> [Aim of the exercise] Write each line exactly, from the line that holds "### LINKED ISSUE" through the final line of the material, and no other line.

Start of Exercise data

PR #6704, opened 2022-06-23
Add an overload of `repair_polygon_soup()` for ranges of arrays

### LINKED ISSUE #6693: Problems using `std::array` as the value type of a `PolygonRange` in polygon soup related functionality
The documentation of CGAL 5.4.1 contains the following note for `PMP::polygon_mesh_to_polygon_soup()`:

End of Exercise data

> [Solution for this task]
### LINKED ISSUE #6693: Problems using `std::array` as the value type of a `PolygonRange` in polygon soup related functionality
The documentation of CGAL 5.4.1 contains the following note for `PMP::polygon_mesh_to_polygon_soup()`:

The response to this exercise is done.